How to Trade Futures

Updated · 28 June 2023 · 3:22 PM

How to trade futures on Cryptology?

Trading futures contracts on Cryptology is not as difficult as it might seem at first glance, but be careful, as futures trading carries more risks than trading on the spot market. If you already have a verified Cryptology account, you will be able to start trading futures in the next few minutes.

Before trading, it is desirable to understand the basic terms that are used in the futures market. Below are the basic terms you will need to understand the futures market.

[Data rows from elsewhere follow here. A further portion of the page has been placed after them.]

PR #16972, opened 2020-12-17
Show site selector as text only when only one site is available

### LINKED ISSUE #16789: If only one website exists, remove the site selector from reporting page
In past we had kept it there so people would notice they can track different sites with it. However, the "all websites" screen achieves the same. 

Having less controls makes the UI easier, and also makes it easier when no data has been tracked yet.

We could keep it though if we add a link "Add new site" after "all websites". This link would however only appear to super users so for other users the site selector be still useless. I'd prefer to remove the site selector therefore when there is only one site. 

Here's a screenshot of our demo
image

sgiehl:
### Description:

When only one website is available, the site selector will no longer work as selector. Instead all highlight effects are removed and the dropdown arrow is hidden as well. (Let me know if the UI should be modified even more.)

The site selector will also be shown this way while the list of available sites is loaded.
The list of sites will now be loaded automatically when the site selector is initialized. Before that was done on open only.

fixes #16789

### Review

* [ ] Functional review done
* [ ] Code review done

### DIFF
--- a/core/Plugin/Controller.php
+++ b/core/Plugin/Controller.php
@@ -751,7 +751,11 @@ abstract class Controller
 
         $pluginManager = Plugin\Manager::getInstance();
         $view->relativePluginWebDirs = (object) $pluginManager->getWebRootDirectoriesForCustomPluginDirs();
-        $view->isMultiSitesEnabled = Manager::getInstance()->isPluginActivated('MultiSites');
+        $view->isMultiSitesEnabled = $pluginManager->isPluginActivated('MultiSites');
+        $view->isSingleSite = Access::doAsSuperUser(function() {
+            $allSites = Request::processRequest('SitesManager.getAllSitesId', [], []);
+            return count($allSites) === 1;
+        });
 
         if (isset($this->site) && is_object($this->site) && $this->site instanceof Site) {
             $view->siteName = $this->site->getName();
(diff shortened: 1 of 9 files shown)


tsteur:
Thanks for this @sgiehl it actually looks still like a button now and when I click on it, nothing happens and it feels like a bug. Also it doesn't really help making the UI easier etc.

I would say lets remove the border but it looks not quite right and isn't helping that much either 
image

Ideally we would remove the entire site selector which be fine for > 90% of users (and therefore would make UI better) but I think that's not wanted. So can we instead, when there's only one site, change the "All websites" button and make it a "create new website" button (when user is super user and keep "all websites" for all other users)? Only if it's easily doable though. Otherwise we can also postpone this issue.

mattab:
After all, maybe we could remove the selector completely when there's only one website, as making the UI simpler for most people is probably more valuable indeed..

sgiehl:
> After all, maybe we could remove the selector completely when there's only one website, as making the UI simpler for most people is probably more valuable indeed..

You mean one website at all or one website available for the user?

tsteur:
@sgiehl when only one site exists overall

sgiehl:
Ok. The site selector is now hidden in the top controls when only one website exists overall.
I've not reverted the other changes yet, as they imho improve the behavior when the site selector is used on admin pages.

PR #16974, opened 2020-12-17
Check for instanceIds when checking for currently running archive processes

### LINKED ISSUE #16973: core:archive Detection of archive process already in progress does not check for instance ID
@diosmosis I think there might be a bug which we noticed on cloud as in https://github.com/matomo-org/matomo/blob/4.x-dev/core/CliMulti/RequestParser.php#L63-L96 it’s maybe not checking the instanceId of a matomo anymore when checking if an archive is already running.

Basically, if the current instance defines an instanceId, then Matomo should only consider commands that include the instanceId.

We have at any time eg many “day” archives running but for different --matomo-domain . I wonder if it maybe thinks there’s an archive running but it’s for a different domain.
We used to check for this indirectly here (as the command includes the --matomo-domain) https://github.com/matomo-org/matomo/blob/3.14.1/core/CliMulti.php#L323-L331

tsteur:
### Description:

fix https://github.com/matomo-org/matomo/issues/16973
### Review

* [ ] Functional review done
* [ ] Code review done

### DIFF
--- a/core/CliMulti/RequestParser.php
+++ b/core/CliMulti/RequestParser.php
@@ -9,6 +9,8 @@
 
 namespace Piwik\CliMulti;
 
+use Piwik\SettingsPiwik;
+
 class RequestParser
 {
     private $supportsAsync;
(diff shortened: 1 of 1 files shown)


core/CliMulti/RequestParser.php
```diff
@@ -62,9 +64,13 @@ private function filterNonArchivingJobs($commands)
...
     private function getPsLinesWithCliMulti(string $psOutput)
     {
+        $instanceId = SettingsPiwik::getPiwikInstanceId();
         $lines = explode("\n", $psOutput);
         $lines = array_map('trim', $lines);
-        $lines = array_filter($lines, function ($line) {
+        $lines = array_filter($lines, function ($line) use ($instanceId) {
+            if (!empty($instanceId) && strpos($line, 'matomo-domain=' . $instanceId) === false) {
+                return false;
+            }
```
diosmosis, line 73: not sure if this is a problem for cloud, but should we also check if `empty($instanceId) && strpos($line, 'matomo-domain=') !== false`? Will merge regardless after tests run, just thought it might be important.

tsteur: it should be not needed. When an instanceId is configured in the config, then we expect it to be always called with matomo-domain. And if no instanceId is set we assume it doesn't matter.

PR #16992, opened 2020-12-21
core:archive when looking for other climulti processes, also make sure idSite is same

diosmosis:
### Description:

As title. This is in case there are multiple archivers running on the same machine, we can pick up climulti requests for other sites.

### Review

* [ ] Functional review done
* [ ] Code review done

### DIFF
--- a/core/CronArchive/QueueConsumer.php
+++ b/core/CronArchive/QueueConsumer.php
@@ -407,6 +407,7 @@ class QueueConsumer
             if (!empty($archiveBeingProcessed['segment'])
                 && !empty($archiveToProcess['segment'])
                 && $archiveBeingProcessed['segment'] != $archiveToProcess['segment']
+                && urldecode($archiveBeingProcessed['segment']) != $archiveToProcess['segment']
             ) {
                 continue;
             }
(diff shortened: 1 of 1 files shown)


diosmosis:
FYI @tsteur

core/CronArchive/QueueConsumer.php
```diff
@@ -397,18 +397,25 @@ private function shouldSkipArchiveBecauseLowerPeriodOrSegmentIsInProgress(array
                 continue;
             }
 
+            if (empty($archiveBeingProcessed['idSite'])
```
sgiehl, line 400: Haven't had a deeper look at the code, but should it actually happen that `idSite` isn't set for an archiving process? If so wouldn't we need to check if `idSite` of both aren't empty here?  🤔

diosmosis: It's a bit confusing, but here `$archiveBeingProcessed` are the parameters for a climulti:request, while `$archiveToProcess` is a row in archive_invalidations. So `idSite` might not be set in a `climulti:request` execution, but `idsite` will always be in `$archiveToProcess`.

tsteur:
Seems tests are passing @diosmosis . is it good to merge?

  • Futures are contract agreements to buy or sell assets in the future for a set price. When you make a futures contract, you do not buy the asset itself since the futures contract is a derivative. Hence the main difference between the futures market and the spot market: on the spot market you purchase and own the asset, but futures trading works in another way - you take a position on an asset without actually owning it.
  • Leverage is one of the most important tools in futures trading. Leverage allows you to maximize the profit. For example, to buy 1 BTC on the spot market, you will need tens of thousands of dollars, depending on market prices. Let's say the current price of Bitcoin is $15,000, so you need $15,000 to buy 1 BTC. A futures contract allows you to open a futures position on an asset by paying only a fraction of its cost. This is possible only with leverage. The more leverage, the fewer funds you need to invest in a position, but the higher the risk of liquidation of your position will be. For example, with x10 leverage, you do not need the entire amount ($15,000), but only $1,500 to buy a 1 BTC contract. Leverage is not available in spot trading.
  • Position "Long" - purchasing an asset in anticipation of a further increase in the price of the asset. Can be compared to buying. Long traders or buyers are called “bulls”. The name of the growing market - is “bullish”.
  • The “Short” position is an entry into a deal in anticipation of a further decrease in the price of an asset. The “short” mechanism is more complicated and difficult to understand. In simple terms, you borrow an asset from the exchange and then sell it at the current price. When the price goes down, you buy the asset and return it back, and take the difference between the prices as your profit. Currently, this process is automated and happens instantly, so you do not need to borrow an asset from the exchange and sell it yourself. On our platform, you just need to open a position, and the system will do every step automatically. Short traders (or sellers) are commonly referred to as “bears”. This is why a down market is called a bear market.
  • Position liquidation. The most unpleasant term for every trader. Liquidation is the forced closure of a position due to insufficient maintenance margin for the position. The higher your leverage and the lower your maintenance margin, the higher the risk of liquidation of your position.
    You can find the rest of the futures market terms in our Futures Trading FAQ article.

You can find the instructions on how to start trading on Futures below:

  1. First of all, you need to deposit funds to the Futures balance of your Cryptology account. There are several ways to do this: you can make a deposit to the address of your Futures wallet, and also you can transfer funds from your exchange wallet to the futures one. There are two Base assets available for trading on Futures: USDT and BTC.
  1. Go to the Futures page:
  1. Choose the leverage for your Futures position. To do this, click on the "Cross" button and select the leverage:

  2. Select the type of position you would like to open (long or short), order type, and enter the position size. You can open a position both at the market price and at the price of a limit order. 
    There are two additional types of orders in the futures market: Stop Market and Stop Limit. A Stop Market order is triggered by a stop price. When the stop price is reached, this order becomes a market order and the position closes at the current price. A Stop Limit order is a conditional order that is executed at a specified limit price after the stop price is reached. 
    The difference is that once the stop price is reached, an order will be placed at the limit price.
  1. Open a position and earn a profit!

Risk Reminder: Futures Trading is a high-risk instrument, it can both maximize your profits through the use of leverage, and lead to serious losses. Before trading futures, you should develop a trading strategy.